The empirical probability, relative frequency, or experimental probability of an event is the ratio of the number of outcomes in which a specified event occurs to the total number of trials, not in a theoretical sample space but in an actual experiment. In a more general sense, empirical probability estimates probabilities from experience and observation.
Given an event A in a sample space, the relative frequency of A is the ratio m/n, m being the number of outcomes in which the event A occurs, and n being the total number of outcomes of the experiment.

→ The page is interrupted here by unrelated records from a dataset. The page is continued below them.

PR #5534, opened 2018-10-30
feat: responsive caption settings

BrandonOCasey:
* Makes reset/done buttons take up two columns and centers them
* Makes the width of all selects the same 
* When the caption settings are open on a small player, move to a single column layout. Currently there is a horizontal scroll bar.

### DIFF
--- a/src/css/components/_captions-settings.scss
+++ b/src/css/components/_captions-settings.scss
@@ -17,7 +17,7 @@
 }
 
 .vjs-text-track-settings .vjs-track-settings-controls {
-  text-align: right;
+  text-align: center;
   vertical-align: bottom;
 }
 
@@ -41,21 +41,36 @@
   }
 
   .vjs-text-track-settings .vjs-track-settings-controls {
-    grid-column: 2;
+    grid-column: 1 / -1;
     grid-row: 2;
-
   }
+
+
+  // 1 column for small players
+  @media (max-width: 425px) {
+
+    .vjs-text-track-settings .vjs-track-settings-font {
+      grid-column: 1;
+      grid-row: 2;
+    }
+
+    .vjs-text-track-settings .vjs-track-settings-controls {
+      grid-column: 1 / -1;
+      grid-row: 3;
+    }
+  }
+
 }
 
 // Form elements
 .vjs-track-setting > select {
-  margin-right: 5px;
+  width: 15em;
 }
 
 .vjs-text-track-settings fieldset {
-  margin: 5px;
-  padding: 3px;
   border: none;
+  height: 8em;
+  width: 1em;
 }
 
 .vjs-text-track-settings fieldset span {
@@ -64,7 +79,7 @@
 
 .vjs-text-track-settings legend {
   color: $primary-foreground-color;
-  margin: 0 0 5px 0;
+  margin: 0 0 1px 0;
 }
 
 // Hide labels, so they are only for screen reader users
@@ -102,4 +117,5 @@
 
 .vjs-track-settings-controls .vjs-default-button {
   margin-right: 1em;
+  margin-bottom: 1em;
 }
--- a/src/css/components/_captions-settings.scss
+++ b/src/css/components/_captions-settings.scss
@@ -27,7 +27,7 @@
     display: grid;
     grid-template-columns: 1fr 1fr;
     grid-template-rows: 1fr;
-    // flex an grid for firefox, ie, edge remove bottom padding/margin in a container as size decreases
+    // Flex and Grid for Firefox, IE, and Edge remove the bottom padding/margin in a container as size decreases
     // so we add bottom padding/margin to the last item in the grid instead of here
     // see https://stackoverflow.com/a/23754080
     padding: 20px 24px 0px 24px;
--- a/src/css/components/_captions-settings.scss
+++ b/src/css/components/_captions-settings.scss
@@ -34,7 +34,9 @@
   }
 
   // 1 column for small players
-  .vjs-layout-small .vjs-text-track-settings .vjs-modal-dialog-content {
+  .vjs-layout-small .vjs-text-track-settings .vjs-modal-dialog-content ,
+  .vjs-layout-x-small .vjs-text-track-settings .vjs-modal-dialog-content,
+  .vjs-layout-tiny .vjs-text-track-settings .vjs-modal-dialog-content {
     grid-template-columns: 1fr;
   }
 
@@ -43,7 +45,7 @@
 
 // Form elements
 .vjs-track-setting > select {
-  width: 15em;
+  width: 10em;
 }
 
 .vjs-text-track-settings fieldset {
--- a/src/css/components/_captions-settings.scss
+++ b/src/css/components/_captions-settings.scss
@@ -25,24 +25,18 @@
 @supports (display: grid) {
   .vjs-text-track-settings .vjs-modal-dialog-content {
     display: grid;
-    grid-template-columns: repeat(auto-fill, minmax(250px, 1fr));
-    // grid-template-rows: repeat(425, minmax(1fr 1fr));
+    grid-template-columns: 1fr 1fr;
+    grid-template-rows: 1fr;
   }
 
-  /*
+  .vjs-text-track-settings .vjs-track-settings-controls {
+    grid-column: 1 / -1;
+  }
+
   // 1 column for small players
-  @media (max-width: 425px) {
-
-    .vjs-text-track-settings .vjs-track-settings-font {
-      grid-column: 1;
-      grid-row: 2;
-    }
-
-    .vjs-text-track-settings .vjs-track-settings-controls {
-      grid-column: 1 / -1;
-      grid-row: 3;
-    }
-  }*/
+  .vjs-layout-small .vjs-text-track-settings .vjs-modal-dialog-content {
+    grid-template-columns: 1fr;
+  }
 
 }
 
@@ -99,6 +93,5 @@
 }
 
 .vjs-track-settings-controls .vjs-default-button {
-  margin-right: 1em;
-  margin-bottom: 1em;
+  margin: 1em;
 }
--- a/src/css/components/_captions-settings.scss
+++ b/src/css/components/_captions-settings.scss
@@ -27,6 +27,7 @@
     display: grid;
     grid-template-columns: 1fr 1fr;
     grid-template-rows: 1fr;
+    min-height: 23em;
   }
 
   .vjs-text-track-settings .vjs-track-settings-controls {
@@ -38,6 +39,7 @@
   .vjs-layout-x-small .vjs-text-track-settings .vjs-modal-dialog-content,
   .vjs-layout-tiny .vjs-text-track-settings .vjs-modal-dialog-content {
     grid-template-columns: 1fr;
+    min-height: 34.2em;
   }
 
 }
@@ -46,7 +48,6 @@
 .vjs-track-setting > select {
   margin-right: 1em;
   margin-bottom: 0.5em;
-  width: 10em;
 }
 
 .vjs-text-track-settings fieldset {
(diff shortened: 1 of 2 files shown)


src/js/tracks/text-track-settings.js
```diff
@@ -375,7 +375,7 @@ class TextTrackSettings extends ModalDialog {
       this.localize('Background'),
       '</legend>',
       this.createElSelect_('backgroundColor', legendId),
-      '<span class="vjs-bg-opacity vjs-opacity">',
+      '<span class="vjs-bg-opacity vjs-opacity vjs-track-setting">',
```
BrandonOCasey: added this so that all the selects below them could be the same width.

src/css/components/_captions-settings.scss
```diff
@@ -102,4 +117,5 @@
 
 .vjs-track-settings-controls .vjs-default-button {
   margin-right: 1em;
+  margin-bottom: 1em;
```
BrandonOCasey: the bottom buttons appear right on the border of the dialog box for small players, this fixes that.

gkatsev:
Hm... the netlify deploy is broken. The CSS isn't loading: https://deploy-preview-5534--videojs-docs.netlify.com/test-example/

gkatsev:
Ah, it failed because of node-sass issues https://app.netlify.com/sites/videojs-docs/deploys/5bd8cefc82d3f12505818432

src/css/components/_captions-settings.scss
```diff
@@ -41,21 +41,36 @@
...
 
   .vjs-text-track-settings .vjs-track-settings-controls {
-    grid-column: 2;
+    grid-column: 1 / -1;
     grid-row: 2;
+  }
+
+
+  // 1 column for small players
+  @media (max-width: 425px) {
```
gkatsev: what about using the responsive classes instead of media queries?
Also, shouldn't grid automatically resize if we set a minimum size?

gkatsev:
There's a lot of extra whitespace with the changes made here. 
screen shot 2018-11-02 at 2 55 21 pm
compared to what it looks like now
screen shot 2018-11-02 at 2 57 18 pm
Though, we can probably make it a bit better by increasing the height of the dialog a bit, so, at this size the buttons aren't cut off.

BrandonOCasey:
Going to play around with this some more to reduce the whitespace.

src/css/components/_captions-settings.scss
BrandonOCasey: If responsive was the default, I would think that would be a good idea. Going to check on the grid with a minimum size.

gkatsev:
I'd expect it to still look about the same as it does currently.

src/css/components/_captions-settings.scss
gkatsev: I think it's reasonable to use that feature, though. The idea of the feature is that components can use it to be able to expect what size the player is without doing extra stuff in javascript themselves. I'd want to have it enabled by default eventually.

But if it can just automatically resize based on grid, that would be even better, probably.

BrandonOCasey: Seems like we cannot auto-resize the grid, at least from all I have tried, I changed it to use the responsive class.

gkatsev:
The buttons should be in the bottom right corner rather than in the middle of the dialog.

src/css/components/_captions-settings.scss
```diff
@@ -17,7 +17,7 @@
 }
 
 .vjs-text-track-settings .vjs-track-settings-controls {
-  text-align: right;
+  text-align: center;
```
gkatsev: this should stay `right`

src/css/components/_captions-settings.scss
```diff
@@ -26,35 +26,29 @@
...
-    grid-column: 2;
-    grid-row: 2;
-
-  }
 }
 
+
 // Form elements
 .vjs-track-setting > select {
-  margin-right: 5px;
```
gkatsev: we should bring this back for some whitespace between the select elements

src/css/components/_captions-settings.scss
```diff
@@ -64,7 +58,7 @@
 
 .vjs-text-track-settings legend {
   color: $primary-foreground-color;
-  margin: 0 0 5px 0;
+  margin: 0 0 1px 0;
```
gkatsev: why make this 1px?

src/css/components/_captions-settings.scss
```diff
@@ -26,35 +26,29 @@
...
 
+
 // Form elements
 .vjs-track-setting > select {
-  margin-right: 5px;
+  width: 10em;
 }
 
 .vjs-text-track-settings fieldset {
-  margin: 5px;
```
gkatsev: why remove this margin and padding?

In statistical terms, the empirical probability is an estimate or estimator of a probability. In simple cases, where the result of a trial only determines whether or not the specified event has occurred, modelling using a binomial distribution might be appropriate and then the empirical estimate is the maximum likelihood estimate. It is the Bayesian estimate for the same case if certain assumptions are made for the prior distribution of the probability. If a trial yields more information, the empirical probability can be improved on by adopting further assumptions in the form of a statistical model: if such a model is fitted, it can be used to derive an estimate of the probability of the specified event.
An advantage of estimating probabilities using empirical probabilities is that this procedure is relatively free of assumptions.
For example, consider estimating the probability among a population of men that they satisfy two conditions:
A direct estimate could be found by counting the number of men who satisfy both conditions to give the empirical probability of the combined condition. An alternative estimate could be found by multiplying the proportion of men who are over 6 feet in height with the proportion of men who prefer strawberry jam to raspberry jam, but this estimate relies on the assumption that the two conditions are statistically independent.
A disadvantage in using empirical probabilities arises in estimating probabilities which are either very close to zero, or very close to one. In these cases very large sample sizes would be needed in order to estimate such probabilities to a good standard of relative accuracy. Here statistical models can help, depending on the context, and in general one can hope that such models would provide improvements in accuracy compared to empirical probabilities, provided that the assumptions involved actually do hold.